A jak w sklepie stoisz w kolejce bo ktoś wypłaca pieniądze, doładowuje konto lub płaci rachunki? Nie przeszkadza Ci to? Trochę tolerancji.
Rachunki się płaci się w miejscach do tego przeznaczonych i absolutnie mnie nie dziwi, że ktoś to robi w banku, lub na poczcie.Byle nie robił tego w spożywczaku.Wiadomo, ze teraz czasy się trochę zmieniają (nie powiem, że to dobrze) i ludzie płaca kartami, smartfonami itd. ale jeśli odbywa się to w miarę płynnie, to ok.Nie można tego porównywać do sytuacji, gdy stoi sobie goguś i wybiera, jaki sosik do parówy.Jemu się nie spieszy, bo robi sobie postój w trasie, a ja chcę zapłacić i odjechać, bo mam co robić w domu.
Z tego co wiem jesteś rolnikiem. Może innym również przeszkadza gdy blokujesz drogę ciągnikiem lub kombajnem, a oni chcą szybciej pojechać.
Nie blokuję drogi kombajnem, bo go nie posiadam, a ciągnikiem, jeśli już muszę jechać po publicznej drodze (a to się rzadko zdarza) to staram się jechać jak najbliżej prawej krawędzi jezdni, a najlepiej, prawymi kołami po poboczu, żeby jakiś jaśnie pan z miasta, nie musiał wykonywać niebezpiecznych manewrów, by mnie wyprzedzić.Jak ktoś jest idiotą i jedzie jak "piz*", to nie ma się co dziwić, że ciężko takiego wyprzedzić.Widuję takich.Z drugiej strony barykady, to znów zapierdzielają tymi furkami jak pojebani i nie patrzą na nic, potem wypadki.Jedziesz jeden z drugim przez wieś, to uważaj, bo różnie może być.Zresztą, nie będziemy tu toczyć batalii miasto vs. wieś, bo to bez sensu.I tu i tu są debile, jak i mądrzy ludzie.po prostu, zagadałem o tych parówach na stacjach i tak czytając po necie nie tylko ja tak myślę.Ale nie jest tak, ze mi to przeszkadza jako sam fakt sprzedaży, tylko blokowanie kolejki.Powinno to być wydzielone i powinno być na tylu kasjerów, by jeden mógł, w razie potrzeby, zająć się parówkami i by ludzie nie czekali w kolejce, bo zwykle tak to wygląda.

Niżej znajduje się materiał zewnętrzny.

PR #335, opened 2017-04-23
IRQ Monitoring for PCF8574

gdepuille:
Hi,
I open this PR to adress an improvements to detect the modification on a GPIO Provider I2C (like PCF8574)

I have refactored and centralized the monitoring thread include in PCF8574GpioProvider and ADS1x15GpioProvider.
Now, like before, the thread check regularly if an input has changed. This will be detected when a native GPIO pin are in a specific state. 
In order to allow the possibility to use more than one device use the same IRQ input (PCF8574 has an open drain interrupt output), it's possible to disabled monitoring thread. 
I have implemented an exemple for the PCF8574 (I have it) to valid all the use case. But I haven't the ADS1x15, and I have not tested on this one.

When I realized some tests I have to meet a bug when the PCF8574 is used with inputs and outputs. The documentation says to define a line as an input a high level will be write to the single register. I have fix that with an output mask to store the input pins.

### DIFF
--- a/pi4j-core/pom.xml
+++ b/pi4j-core/pom.xml
@@ -15,6 +15,11 @@
 
 	<!-- PROJECT DEPENDENCIES -->
 	<dependencies>
+		<dependency>
+			<groupId>org.projectlombok</groupId>
+			<artifactId>lombok</artifactId>
+			<scope>provided</scope>
+		</dependency>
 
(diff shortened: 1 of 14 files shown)


FDelporte:
As this is an old PR, will close for now as the complete new V2 will allow extending in a different way.

PR #374, opened 2017-09-20
PiFace Control and Display LCD implementation

sbodmer:
The PiFace  Control and Display is a MCP23s17 and HD44780 device which is driven via SPI interface.
A new LCD implementation for the PiFace Control and Display (cad) board is available.
The LCD display and buttons can be driven with this class.


FDelporte:
Sorry, we will not be adding additional component support to pi4j v1 and this branch is in conflict state. We are working on a v2 which will be easier to extend with plugins. So this can be reviewed later.

PR #248, opened 2018-12-22
Update README.md

dfordivam:


dfordivam:
Shoud we add link to obelisk in addition to (instead of) reflex-platform?

README.md
```diff
@@ -1,15 +1,15 @@
...
 Reflex is an fully-deterministic, higher-order Functional Reactive Programming (FRP) interface and an engine that efficiently implements that interface.
 
 [Reflex-DOM](https://github.com/reflex-frp/reflex-dom) is a framework built on Reflex that facilitates the development of web pages, including highly-interactive single-page apps.
 
-Comprehensive documentation is still a work in progress, but a tutorial for Reflex and Reflex-DOM is available at https://github.com/reflex-frp/reflex-platform and an introductory talk given at the New York Haskell Meetup is available here: [Part 1](https://www.youtube.com/watch?v=mYvkcskJbc4) / [Part 2](https://www.youtube.com/watch?v=3qfc9XFVo2c).
-
 A summary of Reflex functions is available in the [quick reference](Quickref.md).
 
-### Additional resources
+Visit https://reflex-frp.org/ for more information, tutorials, documentation and examples.
```
ElvishJerricco: I think it would be a good idea to make sure this link is directly under some header. People have a tendency to ignore all but the beginning of a section, unless it's a list of precisely what they need. This link is likely to be skimmed over in this position, and it's a very important link.

ElvishJerricco:
As for obelisk, I think that's worth noting in reflex-platform, but I strongly believe that obelisk should not be considered a primary function of reflex-platform. The platform should remain entirely independent of obelisk, only noting it as a suggestion, not as something that all reflex-platform users should prefer.

README.md
dfordivam: Made this bold

ryantrinkle:
> I strongly believe that obelisk should not be considered a primary function of reflex-platform

@ElvishJerricco Yes, I completely agree

PR #250, opened 2018-12-31
add Reflex.Network documentation to Quickref.md

goolord:
I use these functions frequently, and they seem underdocumented


luigy:
Thanks!

alexfmpe:
Maybe we should clarify their relation with https://github.com/reflex-frp/reflex-dom/blob/develop/Quickref.md#dynamic-widgets ?

PR #257, opened 2019-01-18
Fixes for haddocks

dfordivam:
In the inlined code like `Dynamic t (Map k a)`, I have made it italic/emphasis. This is a bit unconventional, but increases the readability.
Its a surprise that haddock doesn"t allow inline code with backticks. The only thing it supports is monospaced text (inside @), but this appears almost similar to the plain text.

### DIFF
--- a/src/Data/FastWeakBag.hs
+++ b/src/Data/FastWeakBag.hs
@@ -42,8 +42,8 @@ import Data.IORef
 import System.Mem.Weak
 #endif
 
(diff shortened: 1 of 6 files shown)


dfordivam:
image

luigy:
https://hydra.reflex-frp.org/eval/114593

luigy:
Thanks! that's unfortunate that there is no way to inline code, but italics look ok to me

PR #263, opened 2019-01-24
Add testcase of nested foldDyn from #214

dfordivam:


ali-abrar:
Does this test case fail or pass? Was there an associated fix for #214?

Issue #186, opened 2018-04-12
distributeListOverDyn duplication


pikajude:
http://hexagoxel.de/haddock/reflex-0.5/html/Reflex-Class.html#v:distributeListOverDyn

http://hexagoxel.de/haddock/reflex-0.5/html/Reflex-Dynamic.html#v:distributeListOverDynPure

I don't think we need both of these

ali-abrar:
Fixed via #264

PR #264, opened 2019-01-24
Mark distributeListOverDynPure as deprecated, remove duplication.

dfordivam:
I used the code from distributeListOverDynPure as it is easier to understand.


dfordivam:
Fixes #186

PR #268, opened 2019-01-30
Drop some upper bounds for the benefit of GHC 8.8

deepfire:


gwils:
Would you consider relaxing them instead of removing them entirely?

ali-abrar:
I'd be happy to accept a patch setting the upper bounds appropriately (but not dropping them entirely). Please let me know if you plan on doing this. Thanks!

PR #271, opened 2019-02-09
Add 'FunctorMaybe Option' instance

alexfmpe:


src/Reflex/FunctorMaybe.hs
```diff
@@ -9,6 +13,7 @@ import qualified Data.IntMap as IntMap
 import Data.Map (Map)
 import qualified Data.Map as Map
 import Data.Maybe
+import Data.Semigroup (Option(..))
 
 --TODO: See if there's a better class in the standard libraries already
```
3noch: :joy: Kinda late now I think...

alexfmpe:
Don't merge this yet. I should probably put a `#if` in the import itself

ryantrinkle:
Thanks!

PR #273, opened 2019-02-14
Add PrimMonad for RequesterT; Export some not-so-safe functions for l…

ali-abrar:
…ow-level Requester implementations


ali-abrar:
Needed by https://github.com/reflex-frp/reflex-dom/pull/275

PR #274, opened 2019-02-14
Relax bounds on 'these', add explicit import to avoid clash

### LINKED ISSUE #270: Loosen `these` bounds to 0.7.7?
Now that reflex-0.5 is on Hackage, nixpkgs master has it in hackage-packages.nix. Unfortunately, the version of `these` in nixpkgs is 0.7.6.

@luigy Recently tightened the upper bound for `these` from `< 0.8` to `< 0.7.6`. I'm having trouble driving the reflex build systems to actually test the relaxation. Is 0.7.6 safe for reflex, and if so, can someone please push a metadata rev to hackage?

endgame:
Fixes #270.

This passes `cabal new-test`, but has not been tested against ghcjs. I do not know how to update reflex-platform either, but this seems like a pretty safe change.

### DIFF
--- a/reflex.cabal
+++ b/reflex.cabal
@@ -60,7 +60,7 @@ library
     semigroups >= 0.16 && < 0.19,
     stm >= 2.4 && < 2.6,
     syb >= 0.5 && < 0.8,
-    these >= 0.4 && < 0.7.6,
+    these >= 0.4 && < 0.7.7,
     time >= 1.4 && < 1.9,
     transformers >= 0.2,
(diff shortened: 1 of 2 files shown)


endgame:
I do not have merge privileges.

ryantrinkle:
Thanks!

endgame:
Thanks for merging, Ryan. Any plans on another hackage release? It would be cool to have reflex in nixpkgs natively ( see https://github.com/NixOS/nixpkgs/issues/55758 ).

PR #519, opened 2025-01-16
Remove outdated CPP

alexfmpe:


bench/Main.hs
```diff
@@ -29,11 +29,6 @@ main :: IO ()
 main = defaultMain
   [ bgroup "micro" micros ]
 
-#if !(MIN_VERSION_deepseq(1,4,2))
```
alexfmpe, line 32: We require `base >= 4.11` and https://hackage.haskell.org/package/deepseq-1.4.2.0 only supports `< 4.10` so we always use newer versions

src/Data/AppendMap.hs
```diff
@@ -25,11 +25,7 @@ import Prelude hiding (null)
 import Data.Coerce
 import Data.Default
 import Data.Map (Map)
-#if MIN_VERSION_containers(0,5,11)
```
alexfmpe, line 28: We directly require `containers >= 0.6`

src/Reflex/Dynamic/TH.hs
```diff
@@ -90,22 +90,13 @@ mkDynExp s = case Hs.parseExpWithMode Hs.defaultParseMode { Hs.extensions = [ Hs
   Hs.ParseFailed (Hs.SrcLoc _ l c) err -> fail $ "mkDyn:" <> show l <> ":" <> show c <> ": " <> err
   Hs.ParseOk e -> qDynPure $ return $ everywhere (id `extT` reinstateUnqDyn) $ Hs.toExp $ everywhere (id `extT` antiE) e
     where TH.Name (TH.OccName occName) (TH.NameG _ _ (TH.ModName modName)) = 'unqMarker
-#if MIN_VERSION_haskell_src_exts(1,18,0)
```
alexfmpe, line 93: https://hackage.haskell.org/package/haskell-src-exts-1.18.0 has `base < 4.11`

maralorn (approved):
Also great!

PR #523, opened 2025-02-20
headless: Add MonadThrow (Performable m)

ali-abrar:


alexfmpe:
#524 should help with GHA CI

maralorn:
How does this work semantically? What happens if an error is thrown in a performEvent? Will that terminate the reflex network?

PR #528, opened 2026-02-13
Support GHC 9.14

ymeister:


bglgwyng:
I checked that Reflex builds well with GHC 9.14.1 using allow-newer. Do we have any other blockers now?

Przecież na dużych Orlenach ( Płock) były nie tak dawno stoiska z wędlinami.......więc tu nie ma się czemu dziwić.
Klękajcie narody, parodia.
Problemem jest nie to że taki ktoś robi zakupu czy je coś na stacji ale to że taki ktoś zostawia samochód przy dystrybutorze zamiast podjechać na parking pod samą stacja.
Już widywałem takich cwaniaczków co stawali pod samymi drzwiami do stacji przez co nie dało sie wyjechać spod dystrybutorów do przodu tylko trzeba było cofać
I to też widuję.Zatankuje taki i idzie niby płacić, ale przy okazji, to może paróweczkę? A ty człowieku stój, albo kombinuj.Przecież się kurna nic nie stanie, jak odjedzie gdzieś na bok, bo mu nikt nie wyskoczy z pyskiem, że paliwo chce kraść, a zresztą, są kamery.Jak ja widzę, że ktoś podjeżdża, to mu odjeżdżam, bo w kolejce można chwilę stać, przez te parówy, a po co ktoś ma mnie ku*wować? A też niektórzy nie podjada bliżej, bo przecież "wąż dostanie" tylko stanie na środku i weź przejedź.